There was no opportunity for Tracy to slip away. She was waved into the room in Halide’s wake and could only watch uncomfortably as the maid placed her burden upon a table and Sylvana began to rip away its covering. The great, handsome thing emerged into view, and at once assumed an aristocratic air, as if its presence made any place a palace.
As Sylvana walked about the samovar, exclaiming raptly in French, her hands clasped in admiration, the fury of her quarrel with her brother-in-law died out a little. Her color remained higher than usual and she was far from tranquil, but the samovar was indeed serving as a distraction.
“It has been neglected,” she said, touching the plump sides with admiring hands. “Of course I shall not use it, but the exterior must be polished to a fine gloss. This I will do myself.”

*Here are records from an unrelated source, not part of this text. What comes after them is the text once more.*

PR #27136, opened 2024-02-16
chore(tests): Remove unnecessary explicit Flask-SQLAlchemy session expunges

john-bodley:
### SUMMARY

There's a few instances within our tests where we explicitly expunge either specific or all objects from the session, however this is unnecessary as the Flask-SQLAlchemy session is torn down after each test (verified via logging) in which the [current session is removed/closed](https://github.com/pallets-eco/flask-sqlalchemy/blob/42a36a3cb604fd39d81d00b54ab3988bbd0ad184/src/flask_sqlalchemy/extension.py#L448) and thus there's no need to explicitly expunge the records.

Note this change is a precursor to defining a "unit of work" as part of [SIP-99B](https://github.com/apache/superset/issues/25108). I've been struggling to get the various unit/integration tests to pass in my PoC—in part due to atypical testing patterns.

### TESTING INSTRUCTIONS

CI.

### ADDITIONAL INFORMATION

- [ ] Has associated issue:
- [ ] Required feature flags:
- [ ] Changes UI

### DIFF
--- a/tests/integration_tests/base_tests.py
+++ b/tests/integration_tests/base_tests.py
@@ -199,11 +199,8 @@ class SupersetTestCase(TestCase):
     def login(self, username="admin", password="general"):
         return login(self.client, username, password)
 
-    def get_slice(self, slice_name: str, expunge_from_session: bool = True) -> Slice:
-        slc = db.session.query(Slice).filter_by(slice_name=slice_name).one()
-        if expunge_from_session:
-            db.session.expunge_all()
-        return slc
+    def get_slice(self, slice_name: str) -> Slice:
+        return db.session.query(Slice).filter_by(slice_name=slice_name).one()
 
     @staticmethod
     def get_table(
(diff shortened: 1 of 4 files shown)


tests/integration_tests/base_tests.py
```diff
@@ -199,11 +199,8 @@ def get_or_create(self, cls, criteria, **kwargs):
     def login(self, username="admin", password="general"):
         return login(self.client, username, password)
 
-    def get_slice(self, slice_name: str, expunge_from_session: bool = True) -> Slice:
-        slc = db.session.query(Slice).filter_by(slice_name=slice_name).one()
-        if expunge_from_session:
-            db.session.expunge_all()
```
john-bodley, line 205: It seems weird that we were expunging all objects from the session and not just the chart in question.

michael-s-molina (approved):
LGTM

She spoke to Halide in Turkish, apparently explaining to the village girl where the samovar had come from, perhaps something of its story, for Halide’s eyes began to widen. Suddenly she backed away as the boy in the shop had done, and ran out of the room.
Sylvana laughed, something of her surface tranquillity restored. “Our girls from the villages are still fearful and superstitious,” she told Tracy. “They cling to the old ways in their customs. You notice that Halide keeps her head covered. That is because it is still regarded as unseemly to let a man see one’s hair.”
She circled the small table upon which the samovar stood, admiring it anew, pointing out to Tracy the art that had gone into its creation.
“The Anatolian Samovar!” she said softly. “That is the name by which it is called. Of course such a thing is not in itself evil, as Halide imagines. It has merely been witness to much wickedness. Legend has it that the Sultan’s mother was drinking tea made from this very samovar on the afternoon when she was stabbed to death. The ruins of her summer palace where she died are only a sh
ort distance from this house.”
“The ruins I explored yesterday?” Tracy asked.
“Yes—the very same. How is your injury?”
“It doesn’t bother me,” Tracy said.
Sylvana’s attention could not be drawn for long from her new treasure, and she continued with her story.
“The accounts of tragedy that surround the samovar go on and on. The strangling of a young prince occurred in its presence. With all the princelings there were in the harem, there was much jealousy and those who stood close to the Sultan were always in danger of their lives. Both because of ladies who wanted their own sons to succeed to the throne, and court officials who feared their power might be usurped. All the Bosporus area has a history of wickedness to curdle the blood. It is said that a man died much later when the samovar was stolen from the museum. How fortunate that I am a Frenchwoman and am able to savor such stories without being frightened by them!”
Tracy’s attention had begun to wander. Now that she was here, she remembered the scarf she had found in the ruins last night. Her glance moved about the room, seeking. This was surely the place—yes, there was the pattern among cushions on a divan below the windows. A pattern of plum-colored stripes.
She picked up the cushion. “What very pretty silk this is.”
Sylvana nodded absently. “Yes—it is from Damascus. I bought a length of it last year.”
“It would make a lovely scarf,” Tracy mused.
Sylvana patted the samovar and circled it possessively, her interest upon her treasure.
“I don’t suppose you have any of this material left?” Tracy persisted.
Sylvana glanced indifferently at the cushion. “No, it has all been used. The last of it went into a scarf. A gift I made for Nursel.” Then her attention seemed at last to focus upon Tracy. “I understand that Mr. Radburn will permit you a week here after all. You are working? How does the task progress?”
“Not very fast,” Tracy said. “There are too many interruptions.” She watched Sylvana’s face, wondering how much she knew of what had happened in Miles’s study.